The Brushy Creek Regional Utility Authority has reached a major milestone in the construction of its new water delivery system. All of the project's underground components, including two 11-foot-wide tunnels located underneath Lake Travis, have been completed.
"The underground work, the mining, the lining of the tunnels, is all now complete, aside from minor touch ups," Aaron Archer, senior vice president at the civil engineering firm Walker Partners told the Leander City Council last month.
Formed in 2007, the BCRUA is a partnership of Cedar Park, Leander and Round Rock. It's responsible for treating and distributing water from the Lower Colorado River Authority — the public agency that manages Lake Travis.
Construction of the new $225 million water delivery system began in 2022. Once completed, the system is expected to increase BCRUA's water supply to 145 million gallons per day and reduce its vulnerability to drought.
"The main drivers of the project have always been kind of twofold," BCRUA General Manager Sam Roberts said. "One, to provide a safe, reliable and cost effective regional supply to the three fast growing cities. And then the second, very important driver, was to construct a drought resilient deep water intake far enough out into Lake Travis to reduce the impact that severe droughts have on everybody's ability to draw water."
Right now, the cities draw water from the lake using pumps attached to floating barges. The problem with this method, Roberts said, is that it's susceptible to fluctuating lake levels.
"The floating barges are located up in Sandy Creek Cove ... which is actually a fairly deep cove," he said. "However, these extreme droughts that we've gotten ... drop the lake so low that those floating pump stations were actually, at times, in very near danger of bottoming out to where they weren't going to be able to function anymore."

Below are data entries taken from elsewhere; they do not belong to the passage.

PR #2695, opened 2023-02-27
[Secure Boot] Fix issue with fast\warm boot on devices not supporting…

DavidZagury:
… UEFI

#### What I did
Fix issue that caused fast & warm reboot to not work if SB is disabled or not supported.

The BCRUA's new delivery system is expected to help solve this problem.
Once completed, the system will allow the BCRUA to draw water from deep below the surface of Lake Travis. The water will then move through one of the newly constructed underground tunnels to a pump station. From there, the water will be pumped through the other underground tunnel to the existing Leander, Cedar Park and BCRUA water treatment plants.
All of that means: "When Lake Travis' levels do drop, we'll still be able to pump water out of the lake," said Michael Thane, Round Rock's executive director of public works.
For Round Rock, that also means getting up to an additional 40.8 million gallons of water per day from Lake Travis.
"Having a water system that's reliable and has the capacity to meet the growing needs is very important for a city when businesses and properties are looking to develop," Thane said.
Thane said he expects the additional water from the project will help support Round Rock for the next 30 to 40 years.
Thane, who has been tapped to oversee Williamson County's $500,000 water study, said regional partnerships, such as the BCRUA, will be key as the county explores ways to secure water for the future.
"Building an individual project by city was going to be challenging, was going to be expensive," Thane said. "But when three cities in a similar area come together and form a regional partnership, like Round Rock, Cedar Park and Leander did, [it] makes it feasible."
Still, Thane acknowledged there are challenges. Oftentimes, he said, cities are in different stages of development — meaning not everyone's water needs are the same.
"When you do enter a regional partnership, it's very important that you have to be a little flexible with scheduling and when you spend your money and things like that, to make it really work," Thane said. "If one city needs a water plan expansion sooner than the other two, you have to be able to bring money to the table sooner than you may need to."
At the end of the day, though, Thane said, a partnership like the BCRUA is about helping and trusting others for the common good.
"Say one of the cities needed additional water sooner than the other two, and say the other two had extra capacity already in the system. One of the other two cities with the extra capacity could help the other city with some their shortfall for a year or two or three," he said. "So that flexibility is good ... and that's a benefit to partnering and trusting each of the cities that they're going to do what they're supposed to do."
The BCRUA's new water delivery system is expected to be completed sometime in 2027.